Quantization options¶

The quantization options are:

-quantization-precision: Quantization precision: Int8 (default) or Int16
-quantization-precision-bias: Quantization precision bias: Int8 (default) or Int32
-quantization-schema-activations: Quantization scheme to use for activations: symmetric, symmetric_with_uint8 (default), symmetric_with_power2_scale
-quantization-schema-constants: Quantization scheme for to use for constants such as weights and bias: symmetric, symmetric_with_uint8 (default), symmetric_with_power2_scale
-quantization-calibration: Specify which quantization calibration to use: KLMinimization, Percentile, MSE, SQNR, or KLMinimizationV2. If not specified, default (None - MinMax calibration) is used.
-percentile-calibration-value: Specify the value to be used with the percentile calibration method. The specified float value must be within 90 and 100. Default is 100.
-num-histogram-bins: Sets the number of histogram bins that will be used in profiling every node. Default is 512.
-convert-to-fp16: Run all floating-point computation in fp16 (disabled by default). No quantization is performed.
-no-quant: Disables quantization.
-node-precision-info: Load node precision config file to run specific instances in FP16.
-execute-nodes-in-fp16: Run all instances of the operators in this list with FP16.
-keep-original-precision-for-nodes: Run all instances of the operators in this list with original precision.
-external-quantization: Provide the external quantization file path.
-custom-IO-list-file: Custom I/O configuration file.
-load-pre-gen-files: Pregenerated input data files and PGQ profiles for a batch size can be provided through this option.

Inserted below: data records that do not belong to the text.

PR #483, opened 2026-06-16
feat(policies): WBCPolicy provider for GR00T Whole-Body-Control (SONIC, ONNX)

rmncardoso:
## Summary

Adds **`WBCPolicy`** — a new non-VLA policy provider wrapping NVIDIA's GR00T
Whole-Body-Control (SONIC / decoupled-WBC) ONNX controllers for deploy-grade
**Unitree G1 locomotion**. Clean-room implementation against the upstream
reference (`NVlabs/GR00T-WholeBodyControl`,
`decoupled_wbc/sim2mujoco/scripts/run_mujoco_gear_wbc.py` +
`resources/robots/g1/g1_gear_wbc.yaml`). Closes #466.

Validated end-to-end against the **real shipped weights**
(`GR00T-WholeBodyControl-{Balance,Walk}.onnx`): through the torque-control deploy
harness the G1 produces a **stable forward walk** (~0.38 m/s for a 0.5 m/s
command, height held, no fall), and holds balance in place on a zero command.

## What's included

- **`strands_robots/policies/wbc/`** — `WBCPolicy` (provider `wbc`, shorthand
  `sonic`), `WBCConfig`, the observation builder, and pure-NumPy control/quat
  helpers.
  - `requires_images = False`; reads the goal from the well-known kwargs
    (`target_velocity = [vx, vy, omega]`, optional `target_orientation` for base
    RPY, optional `height`). Drives the **15 leg+waist DOFs**; the 14 arm joints
    are held at defaults (upper-body composition is left to a future
    `CompositePolicy`, #468).
  - Faithful to the reference contract: 86-dim observation
    (`command[7] + base_ang_vel[3] + projected_gravity[3] + qj[29] + dqj[29] +
    prev_action[15]`) stacked over `obs_history_len=6` → 516-wide network input;
    **whole-body** qj/dqj (all 29 joints, not just the 15 controlled); two ONNX
    sessions (`policy` + `walk_policy`) selected by `norm(raw velocity) <= 0.05`;
    PD→torque law via `compute_torques(...)`; zero-warm-started history deque;
    quaternion math numerically identical to upstream (verified to 1e-10).
  - `WBCConfig` loads the upstream `g1_gear_wbc.yaml` directly (JSON or YAML;
    flat `*_scale` keys normalised). Joints resolved **by name** (handles the
    G1's leading `floating_base_joint` + interleaved arms).
  - No weights bundled — fetched/pointed-at at runtime under the NVIDIA Open
    Model License.
[...]

PR #2613, opened 2026-08-22
fix(mesh): forward the locomotion goal a tell() peer needs

cagataycali:
## Problem

`SimEngine.run_policy` documents four issue #300 well-known goal keys and offers the mesh as the remote analogue of the local call:

> Carries the well-known #300 goal keys (`target_pose` / `target_joints` / `target_velocity` / `world_update`) to non-VLA providers (cuRobo, MoveIt2, WBC) that read their goal from kwargs rather than the instruction. **This is the local-sim analogue of the mesh `tell()` path, which already forwards these keys.**

The mesh carried three of them. `target_velocity` was absent from `validate_command`'s field allowlist and from `Mesh._SIM_WELL_KNOWN_POLICY_KWARGS`, so a `tell()` that named it lost it at two layers, and neither says a word: `validate_command` builds its output key by key, so an unlisted field is dropped rather than refused, and the dispatcher then builds `policy_kwargs` from its own tuple.

| documented #300 goal key | admitted by the wire | in the dispatcher's forward set |
|---|---|---|
| `target_pose` | yes | yes |
| `target_joints` | yes | yes |
| `target_velocity` | **no** | **no** |
| `world_update` | yes | yes |

It is the one goal key that is a whole command rather than a refinement. WBC and `wbc_gait` read `[vx, vy, omega]` and nothing else, and with no goal they hold a standing balance - so asking a humanoid peer to walk produced a rollout that reported `status="success"` and did not go anywhere.

Both providers are reachable over the mesh by construction: the policy-provider allowlist is derived from the registry, and the comment on that set already names WBC as the provider a hand-maintained copy had omitted once. `docs/policies/wbc.md` promises the route in as many words - "sharing the non-VLA goal vocabulary so a command can flow through `run_policy` / mesh `tell()` without coupling to a backend".

Dated: the three-key forward set is #304 (2026-06-06), the first `target_velocity` consumer is #483 twelve days later, and the docstring claiming mesh parity is 2026-06-29. Correct when written, never brought along.

## Change

`validate_command` admits `target_velocity` on `target_pose`'s per-component domain - `_coerce_float` per element, so non-finite is refused, out-of-range is refused, and a `bool` is refused by name rather than read as a 1 m/s command. `_SIM_WELL_KNOWN_POLICY_KWARGS` gains it, so it lands in `policy_kwargs` and reaches `get_actions(obs, instruction, **policy_kwargs)`.

The component count is bounded by a new `MAX_TARGET_VELOCITY_COMPONENTS = 16`, purely as DoS defence - the role `MAX_TARGET_JOINTS` plays. The arity is deliberately **not** fixed, because the receivers disagree: WBC and `wbc_gait` require at least three components and read the first three, MotionBricks reads a planar `[vx, vy]`. A fixed length would refuse a shape a shipped receiver accepts, and each one already names its own requirement, so a two-component velocity crosses the wire and WBC answers `target_velocity must have at least 3 elements [vx, vy, omega], got 2`.

Three stale enumerations in the same code paths are corrected: two comments still said the goal travels via `policy_config` (it has travelled in `policy_kwargs` since #2312), and both named only the planner providers.

One invariant needed widening rather than extending. The dispatcher has two sinks and no way to ask a provider which it reads, and that choice was pinned as "no provider names a goal key on its constructor" - true of cuRobo and MoveIt2, and not of WBC, whose constructor `target_velocity` is a documented static default. What makes `policy_kwargs` the correct sink there is precedence: a per-call value overrides the constructor one. Were that reversed, a peer told a new direction would answer with the direction it was built with, so the precedence is now pinned directly.

## Rollout

`mesh tell(peer, "walk forward", policy_provider="wbc", target_velocity=[0.5, 0.0, 0.0])` against a Unitree G1 sim peer, with real GR00T-WholeBodyControl (SONIC) ONNX weights, MuJoCo headless (EGL), 300 ticks at 50 Hz. Same command, same weights, same scene; only `strands_robots` differs between the panels.

mesh forwards the locomotion goal

[MP4](https://raw.githubusercontent.com/cagataycali/robots/media-mesh-locomotion-goal/mesh-locomotion-goal.mp4) | [final frame](https://raw.githubusercontent.com/cagataycali/robots/media-mesh-locomotion-goal/mesh-locomotion-goal.png)

| measured | before | after |
|---|---|---|
| goal keys that survived the wire | `(nothing)` | `target_velocity` |
| dispatcher forward set | 3 of 4 documented | 4 of 4 |
| reported status | `success` | `success` |
| pelvis x after 6 s | `-0.064 m` | `+2.295 m` |
| travelled | **0.064 m** | **2.298 m** |
| frames with motion | 34 of 59 (balance sway) | 59 of 59 |

The rollout reports `success` in both columns, which is the point: nothing in the result distinguishes a peer that was given its goal from one that was not.

The capture binds the checkpoint by registering a `WBCPolicy` subclass and admitting its name through `STRANDS_MESH_POLICY_TYPE_ALLOW` - the documented operator extension point - because the dispatcher's constructor-extras allowlist (`model_path` / `server_address` / `policy_type` / `pretrained_name_or_path`) does not include `checkpoint`. That is orthogonal to this change and left alone; the wire validator, the dispatcher, the policy and the physics are all shipped code.

## Tests

The set both layers carry is graded against `run_policy`'s own docstring rather than restated, in both directions, so a fifth goal key is held to the same parity on arrival and an undocumented `target_`-shaped key is still dropped.

Pre-fix, with both test files copied onto `upstream/main`: **12 failed / 46 passed**. Eleven are behavioural; one names the new constant. The headline reads

```
AssertionError: _SIM_WELL_KNOWN_POLICY_KWARGS omits documented #300 goal keys
['target_velocity']; it carries ['target_pose', 'target_joints', 'world_update']
```

Every new guard fires for exactly its own regression, and nothing else:

| injected regression | guards that fail |
|---|---|
| revert both source files (exact pre-fix) | 12 |
| revert only the wire validator | 10 (wire admission + the component domain) |
| revert only the dispatcher's forward set | 2 (forward set + the dispatch behaviour) |
| the docstring-derived key set parses nothing | 1 (non-vacuity) |
| the wire admits any `target_`-prefixed key | 1 (undocumented-key control) |
| reverse WBC's per-call precedence | 1 (the constructor-sink invariant) |
| none | 0 of 58 |

The 46 both-tree passes are the existing contracts in those two files, unchanged - including the extended constructor-sink invariant, which passes on `upstream/main` too because it states a property of WBC rather than of this change.

## Verification

Measured at `2cb209cd`, `/tmp/lr6env` (mujoco 3.5.0, lerobot 0.6.2).

- `mypy strands_robots tests tests_integ`: **24 errors on the branch, 24 on a pristine `upstream/main` worktree**, branch-only set empty, none in the changed files.
- Blast radius: 237 files - everything naming `validate_command` / `_SIM_WELL_KNOWN_POLICY_KWARGS` / `_dispatch_sim_policy` / `target_velocity` / `policy_kwargs`, all of `tests/mesh`, plus the repo-wide docs, docstring, string and changelog guards. Run with the identical selection on both trees, **excluding the two test files this PR modifies**, so any difference is caused by the source change alone: branch `23 failed / 5390 passed`, base `24 failed / 5389 passed`.
- 45 of those failures are shared and pre-existing here: `tests/mesh/test_iot_*` needing `awsiotsdk`, a declared extra CI installs. The IDs that differ between the two runs are all in `tests/mesh/test_zenoh_transport_security.py`, which opens real localhost Zenoh sessions - branch failed 2 of them, base failed 3 *different* ones, and the file passes **9 passed / 2 skipped on both trees** when run alone. Contention between the two parallel suites, not a regression.
- CodeQL pre-flight over the changed files: identical hit sets on the branch and on the pristine base (line-shifted only); both test files clean.

## Scope

`target_orientation` and `height` are WBC's own per-call kwargs rather than part of the shared #300 vocabulary that `run_policy` documents, so they are out of scope here and `docs/policies/wbc.md` now says which route each takes. Widening the dispatcher's constructor-extras allowlist so a checkpoint can travel is a separate contract and is untouched.

### DIFF
--- a/changelog.d/2613-mesh-forwards-locomotion-goal.md
+++ b/changelog.d/2613-mesh-forwards-locomotion-goal.md
@@ -1,0 +1,51 @@
+### Fixed: the mesh forwards the locomotion goal it documents
+
+`SimEngine.run_policy` documents four issue #300 well-known goal keys -
+`target_pose` / `target_joints` / `target_velocity` / `world_update` - and offers
+the mesh as the remote analogue: "the local-sim analogue of the mesh `tell()`
+path, which already forwards these keys". The mesh carried three of them.
+`target_velocity` was absent from the wire validator's field allowlist and from
+`Mesh._SIM_WELL_KNOWN_POLICY_KWARGS`, so telling a peer to walk left the goal
+behind at two layers.
+
+It is the one goal key that is a whole command rather than a refinement. WBC and
+`wbc_gait` read `[vx, vy, omega]` and nothing else; with no goal they hold a
+standing balance, so a fleet operator asking a humanoid to walk got a rollout
+that reported `status="success"` and did not go anywhere. Neither layer says a
+word about it: `validate_command` builds its output key by key from an allowlist,
+so an unlisted field is dropped rather than refused, and the dispatcher then
+builds `policy_kwargs` from its own tuple.
+
+Both providers are reachable over the mesh by construction - the policy-provider
+allowlist is derived from the registry, and the comment on that set names WBC as
+the provider a hand-maintained copy had already omitted once. `docs/policies/wbc.md`
+promises the route in as many words: "sharing the non-VLA goal vocabulary so a
+command can flow through `run_policy` / mesh `tell()` without coupling to a
+backend".
+
+Dated: the three-key forward set is from #304 (2026-06-06), the first
+`target_velocity` consumer from #483 twelve days later, and the docstring that
+claims mesh parity from 2026-06-29. Correct when written, never brought along.
+
+The wire now validates `target_velocity` on `target_pose`'s per-component domain -
+finite, in range, a bool refused by name rather than read as a 1 m/s command - and
+bounds the component count purely as DoS defence, the role `MAX_TARGET_JOINTS`
+plays. It does not fix the arity, because the receivers disagree: WBC needs at
+least three components and reads the first three, MotionBricks reads a planar
+`[vx, vy]`. A fixed length here would refuse a shape a shipped receiver accepts,
+and each one already names its own requirement, so a two-component velocity
+crosses the wire and WBC answers "target_velocity must have at least 3 elements
+[vx, vy, omega], got 2".
+
+The set both layers carry is now graded against `run_policy`'s own docstring
+rather than restated, in both directions, so a fifth goal key is held to the same
+parity on arrival and an undocumented `target_`-shaped key is still dropped.
+
+One invariant needed widening rather than extending. The dispatcher has two sinks
+and no way to ask a provider which it reads, and that choice was pinned as "no
+provider names a goal key on its constructor" - true of cuRobo and MoveIt2, and
+not of WBC, whose constructor `target_velocity` is a documented static default.
+What makes `policy_kwargs` the correct sink there is precedence: a per-call value
+overrides the constructor one. Were that reversed, a peer told a new direction
+would answer with the direction it was built with, so the precedence is now pinned
+directly.
--- a/docs/policies/wbc.md
+++ b/docs/policies/wbc.md
@@ -131,6 +131,14 @@ command at all the controller holds a standing balance (zero velocity, default
 height + level orientation). Omitting a key (or passing `None`) selects the next
 source in the precedence chain, so `None` is how a kwarg spells "not supplied".
 
+`target_velocity` is one of the issue #300 well-known goal keys, so the mesh
+path forwards it the same way it forwards a planner's goal:
+`mesh.tell(peer, "walk forward", policy_provider="wbc", target_velocity=[0.5, 0.0, 0.0])`.
+It travels as a per-call kwarg, which is why it overrides the constructor
+default rather than being read as one. `target_orientation` and `height` are
+WBC's own kwargs rather than part of that shared vocabulary - set them on a
+local `run_policy(policy_kwargs=...)` call, or as constructor defaults.
+
 Each key's accepted domain is the one `WBCConfig` enforces for the field it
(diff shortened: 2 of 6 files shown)


yinsong1986 (approved):
## Summary

Closes the `target_velocity` gap between the mesh and the goal set `SimEngine.run_policy` documents: the wire validator (`validate_command`) now admits the key on `target_pose`'s per-component domain (finite, bounded, bool refused by name via the shared `_coerce_float`) with a component-count cap (`MAX_TARGET_VELOCITY_COMPONENTS`) that is DoS defence only, and the dispatcher's `_SIM_WELL_KNOWN_POLICY_KWARGS` forwards it into `policy_kwargs` where every provider reads its goal. The arity verdict is deliberately left to the receiving policy since shipped receivers disagree (WBC needs >= 3, MotionBricks reads 2), and the invariant behind the `policy_kwargs`-not-`policy_config` sink choice is widened from "no provider names a goal key on its constructor" (false for WBC) to the precedence fact that actually matters - a per-call kwarg overrides the constructor default - and pinned as such.

## What's good

- The documented goal set is derived from `run_policy`'s own docstring and graded against both layers in both directions, with a non-vacuity guard so a docstring reflow cannot silently empty the parsed set.
- The negative control (`target_acceleration` still dropped at both layers) pins that the allowlist was extended, not widened.
- Wire change is purely additive on a per-key allowlist - an old receiver drops the new key exactly as it did pre-fix - so no compatibility cliff.
- Changelog fragment per AGENTS.md step 3; validator messages are plain ASCII; ruff check/format clean; all 58 tests in the two touched test files pass against the head commit.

This is an extension for -input-list-file, which is for one batch size alone. File paths should be absolute paths or relative paths to parent directory of the .json file.

For specification, an example file can be found at:

/opt/qti-aic/scripts/qaic-model-configurator/SampleFiles/pre_gen_files.json.
-enable-rowwise: Enable row-wise quantization.
-enable-channelwise: Enable channel-wise quantization.